THE RECORDS |
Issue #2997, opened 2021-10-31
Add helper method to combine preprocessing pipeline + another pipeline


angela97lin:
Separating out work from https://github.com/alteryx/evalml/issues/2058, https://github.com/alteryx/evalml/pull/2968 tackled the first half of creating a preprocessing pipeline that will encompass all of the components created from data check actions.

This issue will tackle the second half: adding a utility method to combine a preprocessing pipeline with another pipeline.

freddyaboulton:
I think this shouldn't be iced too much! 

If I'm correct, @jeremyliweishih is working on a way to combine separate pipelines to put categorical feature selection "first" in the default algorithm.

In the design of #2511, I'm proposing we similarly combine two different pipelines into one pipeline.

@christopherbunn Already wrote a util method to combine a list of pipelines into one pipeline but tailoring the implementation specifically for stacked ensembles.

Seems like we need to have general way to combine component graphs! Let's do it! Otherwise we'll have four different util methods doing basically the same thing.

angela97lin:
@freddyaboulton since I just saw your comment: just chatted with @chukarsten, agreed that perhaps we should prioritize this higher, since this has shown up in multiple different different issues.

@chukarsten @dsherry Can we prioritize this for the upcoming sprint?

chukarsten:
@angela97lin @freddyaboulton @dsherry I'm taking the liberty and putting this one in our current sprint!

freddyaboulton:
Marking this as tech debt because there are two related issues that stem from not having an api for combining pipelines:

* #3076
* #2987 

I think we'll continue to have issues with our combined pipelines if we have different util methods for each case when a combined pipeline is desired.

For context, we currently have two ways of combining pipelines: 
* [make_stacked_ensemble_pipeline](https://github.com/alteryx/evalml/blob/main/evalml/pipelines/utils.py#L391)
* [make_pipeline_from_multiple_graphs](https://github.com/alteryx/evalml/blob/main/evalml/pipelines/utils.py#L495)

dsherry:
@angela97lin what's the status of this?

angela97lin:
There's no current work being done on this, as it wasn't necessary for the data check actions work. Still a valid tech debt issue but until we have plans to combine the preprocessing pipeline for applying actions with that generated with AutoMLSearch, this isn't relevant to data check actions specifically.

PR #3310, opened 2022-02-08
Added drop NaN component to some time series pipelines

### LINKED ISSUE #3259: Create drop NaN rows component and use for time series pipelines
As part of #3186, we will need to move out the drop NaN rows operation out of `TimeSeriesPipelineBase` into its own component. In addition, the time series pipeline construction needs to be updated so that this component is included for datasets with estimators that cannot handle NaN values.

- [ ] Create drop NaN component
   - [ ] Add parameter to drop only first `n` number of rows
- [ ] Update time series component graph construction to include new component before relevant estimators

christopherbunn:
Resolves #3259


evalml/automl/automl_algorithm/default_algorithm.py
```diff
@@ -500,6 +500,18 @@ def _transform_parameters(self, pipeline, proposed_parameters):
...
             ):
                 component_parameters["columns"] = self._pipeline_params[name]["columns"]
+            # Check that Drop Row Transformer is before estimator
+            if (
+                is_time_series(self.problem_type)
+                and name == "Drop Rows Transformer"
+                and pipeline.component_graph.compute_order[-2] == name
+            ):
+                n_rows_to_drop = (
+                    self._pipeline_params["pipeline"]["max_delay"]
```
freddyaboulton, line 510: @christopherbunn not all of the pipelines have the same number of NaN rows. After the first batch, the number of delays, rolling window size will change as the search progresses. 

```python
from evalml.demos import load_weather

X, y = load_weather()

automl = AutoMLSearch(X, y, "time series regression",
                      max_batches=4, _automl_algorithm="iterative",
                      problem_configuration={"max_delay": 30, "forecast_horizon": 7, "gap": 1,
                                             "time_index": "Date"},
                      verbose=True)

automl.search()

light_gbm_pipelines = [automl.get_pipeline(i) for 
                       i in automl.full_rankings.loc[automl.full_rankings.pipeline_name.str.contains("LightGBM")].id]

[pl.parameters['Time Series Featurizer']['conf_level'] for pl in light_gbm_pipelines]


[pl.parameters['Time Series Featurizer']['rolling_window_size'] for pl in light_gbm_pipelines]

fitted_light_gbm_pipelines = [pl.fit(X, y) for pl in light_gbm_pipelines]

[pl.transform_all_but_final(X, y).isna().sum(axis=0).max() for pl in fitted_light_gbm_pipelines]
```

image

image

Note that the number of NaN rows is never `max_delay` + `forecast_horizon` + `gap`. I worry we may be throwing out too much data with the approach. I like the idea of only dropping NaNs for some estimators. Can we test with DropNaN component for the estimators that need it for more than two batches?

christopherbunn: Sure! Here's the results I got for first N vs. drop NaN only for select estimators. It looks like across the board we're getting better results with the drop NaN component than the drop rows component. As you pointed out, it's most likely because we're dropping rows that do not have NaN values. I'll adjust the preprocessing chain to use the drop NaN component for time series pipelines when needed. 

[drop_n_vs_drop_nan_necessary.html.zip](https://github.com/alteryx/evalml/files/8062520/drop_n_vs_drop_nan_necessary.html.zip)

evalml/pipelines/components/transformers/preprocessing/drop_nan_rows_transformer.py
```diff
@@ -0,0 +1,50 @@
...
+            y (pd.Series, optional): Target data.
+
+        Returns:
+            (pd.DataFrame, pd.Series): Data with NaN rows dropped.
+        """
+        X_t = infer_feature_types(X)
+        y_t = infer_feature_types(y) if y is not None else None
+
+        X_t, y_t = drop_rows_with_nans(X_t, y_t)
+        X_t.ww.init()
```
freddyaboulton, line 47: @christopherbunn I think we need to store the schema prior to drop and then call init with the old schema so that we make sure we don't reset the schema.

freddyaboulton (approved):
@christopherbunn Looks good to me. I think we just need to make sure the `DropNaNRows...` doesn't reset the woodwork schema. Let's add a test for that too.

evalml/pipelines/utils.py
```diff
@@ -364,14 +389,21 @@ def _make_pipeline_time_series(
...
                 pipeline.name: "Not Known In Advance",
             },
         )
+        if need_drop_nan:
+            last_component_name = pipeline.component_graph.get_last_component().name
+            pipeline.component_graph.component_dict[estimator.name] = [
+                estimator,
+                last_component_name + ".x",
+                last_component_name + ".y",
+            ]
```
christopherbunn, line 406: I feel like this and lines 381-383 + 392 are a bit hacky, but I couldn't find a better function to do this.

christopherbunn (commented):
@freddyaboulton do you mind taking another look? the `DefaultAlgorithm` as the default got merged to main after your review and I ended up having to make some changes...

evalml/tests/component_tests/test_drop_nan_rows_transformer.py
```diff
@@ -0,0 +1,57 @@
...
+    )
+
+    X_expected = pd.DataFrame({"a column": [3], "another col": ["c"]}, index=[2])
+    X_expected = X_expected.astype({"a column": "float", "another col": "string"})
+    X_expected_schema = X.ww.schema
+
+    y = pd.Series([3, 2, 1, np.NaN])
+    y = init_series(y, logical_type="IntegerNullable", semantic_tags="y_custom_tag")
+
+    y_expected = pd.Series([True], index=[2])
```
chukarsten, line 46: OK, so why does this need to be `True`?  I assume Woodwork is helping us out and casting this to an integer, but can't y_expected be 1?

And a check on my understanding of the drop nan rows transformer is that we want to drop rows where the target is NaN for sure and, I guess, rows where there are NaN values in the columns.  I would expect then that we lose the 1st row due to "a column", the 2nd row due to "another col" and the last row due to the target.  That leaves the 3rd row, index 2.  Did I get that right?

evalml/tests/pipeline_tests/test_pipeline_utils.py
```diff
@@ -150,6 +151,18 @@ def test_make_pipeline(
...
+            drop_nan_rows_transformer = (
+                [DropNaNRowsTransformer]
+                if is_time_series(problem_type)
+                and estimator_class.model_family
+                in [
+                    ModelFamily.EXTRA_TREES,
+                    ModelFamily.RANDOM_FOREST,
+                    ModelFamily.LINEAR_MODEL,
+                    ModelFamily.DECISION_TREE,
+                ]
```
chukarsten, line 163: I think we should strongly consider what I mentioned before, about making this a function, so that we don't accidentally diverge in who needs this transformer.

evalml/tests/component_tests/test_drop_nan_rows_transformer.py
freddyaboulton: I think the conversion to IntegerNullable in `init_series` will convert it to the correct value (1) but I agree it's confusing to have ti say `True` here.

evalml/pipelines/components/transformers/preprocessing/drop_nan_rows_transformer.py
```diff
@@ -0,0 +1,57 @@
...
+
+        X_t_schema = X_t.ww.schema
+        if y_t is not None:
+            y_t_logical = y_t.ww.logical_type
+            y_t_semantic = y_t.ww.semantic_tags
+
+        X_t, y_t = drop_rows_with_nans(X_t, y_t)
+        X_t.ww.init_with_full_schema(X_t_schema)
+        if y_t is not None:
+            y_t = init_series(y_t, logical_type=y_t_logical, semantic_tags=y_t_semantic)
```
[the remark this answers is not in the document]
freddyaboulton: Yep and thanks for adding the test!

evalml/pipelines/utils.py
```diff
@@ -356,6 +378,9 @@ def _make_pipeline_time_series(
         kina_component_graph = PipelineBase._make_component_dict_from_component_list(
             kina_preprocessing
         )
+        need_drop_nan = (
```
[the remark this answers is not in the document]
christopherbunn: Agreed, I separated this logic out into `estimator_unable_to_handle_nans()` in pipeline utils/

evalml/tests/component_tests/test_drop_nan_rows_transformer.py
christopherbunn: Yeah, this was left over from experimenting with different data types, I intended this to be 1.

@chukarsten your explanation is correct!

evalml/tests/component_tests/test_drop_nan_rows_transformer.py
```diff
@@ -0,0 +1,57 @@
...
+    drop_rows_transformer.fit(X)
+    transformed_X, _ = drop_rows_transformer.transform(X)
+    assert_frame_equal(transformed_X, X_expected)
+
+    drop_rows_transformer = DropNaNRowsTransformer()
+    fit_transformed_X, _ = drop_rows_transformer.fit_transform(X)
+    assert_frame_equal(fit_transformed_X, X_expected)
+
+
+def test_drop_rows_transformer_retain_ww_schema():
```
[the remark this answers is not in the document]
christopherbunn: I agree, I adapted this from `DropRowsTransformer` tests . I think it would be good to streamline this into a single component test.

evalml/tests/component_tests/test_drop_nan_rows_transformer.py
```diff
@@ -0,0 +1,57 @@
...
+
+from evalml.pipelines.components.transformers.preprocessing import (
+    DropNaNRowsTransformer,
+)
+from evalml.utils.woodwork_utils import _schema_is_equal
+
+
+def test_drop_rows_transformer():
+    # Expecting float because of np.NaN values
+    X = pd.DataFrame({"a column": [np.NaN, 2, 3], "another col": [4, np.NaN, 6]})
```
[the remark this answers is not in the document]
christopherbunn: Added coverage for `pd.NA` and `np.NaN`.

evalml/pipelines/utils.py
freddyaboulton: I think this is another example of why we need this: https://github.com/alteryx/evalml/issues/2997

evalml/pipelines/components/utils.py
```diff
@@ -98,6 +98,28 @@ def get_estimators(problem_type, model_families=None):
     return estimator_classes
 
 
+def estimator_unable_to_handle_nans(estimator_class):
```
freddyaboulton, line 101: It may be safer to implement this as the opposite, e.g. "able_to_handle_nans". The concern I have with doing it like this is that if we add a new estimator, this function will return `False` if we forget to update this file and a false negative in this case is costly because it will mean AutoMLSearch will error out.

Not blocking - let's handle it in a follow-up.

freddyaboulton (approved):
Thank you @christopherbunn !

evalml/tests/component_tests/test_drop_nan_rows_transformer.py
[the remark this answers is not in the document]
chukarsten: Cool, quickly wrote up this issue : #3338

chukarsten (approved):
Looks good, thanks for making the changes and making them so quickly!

PROBLEM REQUIREMENTS |
Copy out each line of the records where the string "Featurizer" appears.

ANSWER TO THE PROBLEM |
[pl.parameters['Time Series Featurizer']['conf_level'] for pl in light_gbm_pipelines]
[pl.parameters['Time Series Featurizer']['rolling_window_size'] for pl in light_gbm_pipelines]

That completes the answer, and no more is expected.